%%
PR #296, opened 2019-07-29
Change accounts package I/O function file parameter

HarryL5004:
Issue #250

### DIFF
--- a/internal/producer/src/validation/validation.go
+++ b/internal/producer/src/validation/validation.go
@@ -3,10 +3,12 @@ package validation
 import (
 	"bytes"
 	"crypto/ecdsa"
+	"database/sql"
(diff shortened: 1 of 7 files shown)


internal/producer/src/validation/validation.go
```diff
@@ -48,8 +50,15 @@ func ValidateContract(c *contracts.Contract) error {
 	}
 
 	// retrieve sender's balance from account balance table
+	dbConnection, err := sql.Open("sqlite3", constants.AccountsTable)
```
kstola2: Can we pass this in as a parameter instead?

HarryL5004: sure

PR #299, opened 2019-07-29
Fracture producer pkg

ramirez915:
Moved functions around to specified packages, packages to internal and the Dockerfile into root


internal/accountstable/accountstable.go
```diff
@@ -1,12 +1,18 @@
...
+	"bytes"
 	"database/sql"
 	"encoding/hex"
 	"errors"
 	"fmt"
 
-	"github.com/SIGBlockchain/project_aurum/internal/producer/src/accountinfo"
+	"github.com/SIGBlockchain/project_aurum/internal/accountinfo"
+	"github.com/SIGBlockchain/project_aurum/internal/block"
+	// "github.com/SIGBlockchain/project_aurum/internal/constants"
```
kstola2: - [ ] Remove comment

ramirez915: my bad, got it now

ramirez915: I found some sql statements that are new that need to use the constants. Currently changing that

Issue #272, opened 2019-07-03
Fracture client package


kstola2:
Fracture the client package into `internal/wallet`. This new package should contain:

- `SetupWallet`
- `GetPrivateKey`
- `GetBalance`
- `GetStateNonce`
- `GetWalletAddress`
- `RequestWalletInfo`
- `UpdateWallet`

Any functions/tests that don't make the cut should be removed along with the original `client` package.

The package should reside in `internal/`

- [x] New package `internal/wallet` created
- [x] Contains only functions mentioned above
- [x] Tests that support above functions are present in `wallet_test.go`
- [x] `client` root directory and all subdirectories deleted

HarryL5004:
Completed

PR #304, opened 2019-08-02
Fracture client package

HarryL5004:
Issue #272


internal/wallet/wallet.go
```diff
@@ -28,89 +19,7 @@ import (
 
 var SecretBytes = hashing.New([]byte("aurum"))[8:16]
```
kstola2: Do we use this anymore anywhere?

HarryL5004: It is used in `RequestWalletInfo`.

kstola2: That's my mistake. I don't think we need that function anymore since we're using `http`

PR #310, opened 2019-08-08
cmd main.go

ramirez915:
Handler's version of main.go is in cmd

### DIFF
--- a/cmd/main.go
+++ b/cmd/main.go
@@ -166,8 +166,13 @@ func main() {
 					}
 					// Update accounts table with all contracts in pool
 					for _, contract := range pendingContractPool {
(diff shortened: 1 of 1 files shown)


kstola2:
those two keys that are being hashed in the log statement around 139 just need to be initialized prior to log statement and then passed in as variables @ramirez915

ramirez915:
@kstola2 yea I noticed after working with it. I started from the bottom which I now know not to do because I ended up deleting that code. At least I had the right idea. I think it's all fixed now. I ran main.go and was able to produce blocks according to the terminal. There were 0 contracts but I didn't seem to get any errors

Issue #322, opened 2019-09-03
Setting up aurum docker package


kstola2:
In an effort to make more comprehensive testing on Travis, new types of tests will be created called integration tests. These tests will basically run docker containers and spin up a producer and maybe a few clients, interact in some meaningful way, and then make assertions based on some activity. An example would be spinning up a container with a producer and checking to make sure it does an airdrop correctly. These types of tests deal with _systemic behavior_ after a potential code change has been made, as opposed to a unit test which simply tests one particular feature to make sure it's working.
%%
TRY IT =>
Copy every line that contains "RequestWalletInfo" from the listing above.

SOLVED PROBLEM =>
- `RequestWalletInfo`
HarryL5004: It is used in `RequestWalletInfo`.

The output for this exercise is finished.